# Just Thought I Would Share Some Pictures



## Delilah (Jan 6, 2013)

I was pampering Lucy today admiring how beautiful she was and I took some pictures to share with you!


----------



## sbaker (Nov 11, 2012)

She's Beautiful! I'm also REALLY loving those white columns on the house! Somehow I don't think they'd look so hot on my trailer though.....


----------



## Delilah (Jan 6, 2013)

Oh I'm sure you could make them work...just cut out a little space and jam some in there it'll look great! Lol!


----------



## AnnaK (Jun 19, 2013)

Beautiful horse, house, and country!! Wow, where do y'all live?


----------



## AnnaK (Jun 19, 2013)

We rode and showed big horses too since I was 5 until 2 yrs ago. The economy made us lose them..so hard. We still get to ride though! Here's my lil sis at the Sun Circuit here in az. She' on the far right!
We also get to go team penning at a neighbor's on some weekends... I really miss having our own though...


----------



## Delilah (Jan 6, 2013)

New York, yeah it's really pretty where I live.


----------



## AnnaK (Jun 19, 2013)

Ugh uh. Don't know what happened..oh well


----------



## Little-Bits-N-Pieces (Apr 7, 2013)

AnnaK
I fixed your picture


----------



## Delilah (Jan 6, 2013)

That's cool! Which do you like better the big horses or the minis?


----------



## Little-Bits-N-Pieces (Apr 7, 2013)

Not sure if that was directed at me...... but my faves are Quarter Horses, and my favorite color of horse is a true Buckskin. 
I also really like the drafts... I always wanted a big ol draft mare that was jet black with blue eyes, and I would ride her with silver tack, NO idea if drafts even come that way though, I just always wanted one like that. 
Lol, childhood dreams....


----------



## Delilah (Jan 6, 2013)

Little-Bits-N-Pieces-ADG said:


> Not sure if that was directed at me...... but my faves are Quarter Horses, and my favorite color of horse is a true Buckskin.
> I also really like the drafts... I always wanted a big ol draft mare that was jet black with blue eyes, and I would ride her with silver tack, NO idea if drafts even come that way though, I just always wanted one like that.
> Lol, childhood dreams....


Lol! It was kind of directed at AnnaK but it's okay. I live where there are lots of Quarter Horses and I don't really like them idk I just never have. I love Arabs though, I think draft horses are pretty cool too and minis...lol! I guess I like them all!


----------



## rdmtnranch (Mar 4, 2013)

What a pretty head she has. Cant resist a sorrel with white markings. When I was a little girl I wanted a black stallion and pure white mare. Lol bet you can't guess my favorite movie then. That grew to a wish for a fresion or andelusion black of course. I have always had quarter horses that we rodeo on. I do have a true buckskin though little bits. He is a pretty boy. My next favorite movie as a kid. The man from snowy river.


----------



## FaRmEr FrEaK (Jul 7, 2012)

AWW she is beautiful!!!


----------



## Little-Bits-N-Pieces (Apr 7, 2013)

Delilah said:


> Lol! It was kind of directed at AnnaK but it's okay.

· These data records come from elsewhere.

PR #1588, opened 2026-04-20
DEVPROD-24935: Clean up Playwright tests in Parsley

minnakt:
DEVPROD-24935

### Description
Clean up Playwright tests in Parsley by using `page` (`authenticatedPage` is kinda long). This is just a find + replace PR

### DIFF
--- a/apps/parsley/playwright/fixtures.ts
+++ b/apps/parsley/playwright/fixtures.ts
@@ -3,10 +3,15 @@ import { execSync } from "child_process";
 import * as helpers from "./helpers";
 
 type CustomFixtures = {
+  unauthenticatedPage: Page;
   authenticatedPage: Page;
 };
 
 export const test = base.extend<CustomFixtures>({
+  unauthenticatedPage: async ({ page }, use) => {
+    await helpers.logout(page);
+    await use(page);
+  },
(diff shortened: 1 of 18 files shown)


sophstad (approved):
It seems like Parsley is _almost_ able to use a basic auth pattern like [this](https://playwright.dev/docs/auth#basic-shared-account-in-all-tests) (though it may be blocked on DEVPROD-30693). The ["Authenticate with API"](https://playwright.dev/docs/auth#authenticate-with-api-request) approach might also work for Spruce. Do you think we should consider these to avoid login on every file?

Changes look good though because either way just using `await page...` is better!

minnakt:
> It seems like Parsley is almost able to use a basic auth pattern like [this](https://playwright.dev/docs/auth#basic-shared-account-in-all-tests) (though it may be blocked on [DEVPROD-30693](https://jira.mongodb.org/browse/DEVPROD-30693)). The ["Authenticate with API"](https://playwright.dev/docs/auth#authenticate-with-api-request) approach might also work for Spruce. Do you think we should consider these to avoid login on every file?

I think it might be easier to implement this as a follow up, a separate ticket seems appropriate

:ROFL: There I go, getting in the way! :laugh:


----------



## Little-Bits-N-Pieces (Apr 7, 2013)

rdmtnranch said:


> . I do have a true buckskin though little bits.


 Do you? Do you really?! A true Buckskin, not a buttermilk, not a dapple, not a smutty, or any other thing, but a true one? If so, I'm extremely envious......


----------



## Texaslass (May 15, 2013)

Wow, you have your own horse! She's really pretty.
I love horses, too! I was telling my little sis the other day that the reason I'm into goats is because I'm denied my true calling of working with horses. ​


----------



## sbaker (Nov 11, 2012)

Delilah said:


> Oh I'm sure you could make them work...just cut out a little space and jam some in there it'll look great! Lol!


No PLEASE! Dont say that too loud! I married a Mississippi *******, and he may just try to "rig" that if he gets the idea! lol!


----------



## TrinityRanch (Mar 26, 2013)

She is gorgeous! I have never had an Arab, but I think yours is beautiful 

We have 10 horses: 2 sorrel QHs, 2 sorrel tobianos, 2 sorrel overos, 1 buckskin roan QH, 1 blue roan tobiano, 1 red roan QH, & a palomino QH.

I know that we have PLENTY, but if I could have one dream horse, it would be a Palomino Overo gelding with blue eyes :drool: I love Palominos!


----------



## Curious (Feb 6, 2013)

Wow, she's so beautiful. Love how you've combed and clipped her so neatly. I'm a sucker for sorrels. What breed is she?


----------



## Little-Bits-N-Pieces (Apr 7, 2013)

NDLover, that sucks you can't have a horse. I grew up ridding them, I used to have 26, cut back to 11


----------



## Little-Bits-N-Pieces (Apr 7, 2013)

TrinityRanch said:


> I know that we have PLENTY, but if I could have one dream horse, it would be a Palomino Overo gelding with blue eyes :drool: I love Palominos!


I had 2..... but I sold them.....


----------



## Texaslass (May 15, 2013)

Little-Bits-N-Pieces-ADG said:


> NDLover, that sucks you can't have a horse. I grew up ridding them, I used to have 26, cut back to 11


No kidding! And my dad grew up in the desert; he and his sister used to go out and ride the wild horses in the mountains! :tears:
Okay, I did ride three different horses on 3different occasions, all at the same place. Two of them I think were around 20 years old, and none of them knew how to go faster than a walk. I got to ride them down a longish driveway and back to the house. Oh, and did I mention they were being led while I rode?
But it was still a dream come true; I got to ride!!!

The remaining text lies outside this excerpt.